What you are asked to do
From the line that has "default bindings? thanks!" down to the final line of the listing below, transcribe every line exactly, and only those.

━━━━━━━━━━━━━━━━━━━━

PR #806, opened 2015-12-10
Add commands to jump to next message matching query

arekfu:
Hi,

This pull requests adds a `jump` command to thread mode to move to the next/previous message matching a specific query. I have added the following default bindings in thread mode:

```
/ = prompt 'jump '
n = jump
N = jump --backwards
```

This is intentionally similar to `vim`'s behaviour, but I had to change the binding for `editnew` to `'ctrl n'`.

Perhaps it might be useful to add default bindings for `jump tag:unread` and `jump --backwards tag:unread`.

Eventually I would like to add a similar feature to search buffers, but that needs a bit more work because search buffers do not have the convenient `focus_next_matching` and `focus_prev_matching` methods.


arekfu:
Oops, probably the last commit wasn't such a great idea. `?` is reserved for the help screen.

pazz:
Hi!
I like the `move next matching ..` commands and would actually prefer only those and no hardcoded
aliases `jump`. Since most of us use keybindings anyway i think those are totally sufficient.
How about you send a new PR containing the move-patch, one that cleans up the
`help move` accordingly and maybe one that introduces some default bindings? thanks!

pazz:
I believe that this functionality is now provided by the `move next QUERY` thread command.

━━━━━━━━━━━━━━━━━━━━

Output of the exercise
`help move` accordingly and maybe one that introduces some default bindings? thanks!

pazz:
I believe that this functionality is now provided by the `move next QUERY` thread command.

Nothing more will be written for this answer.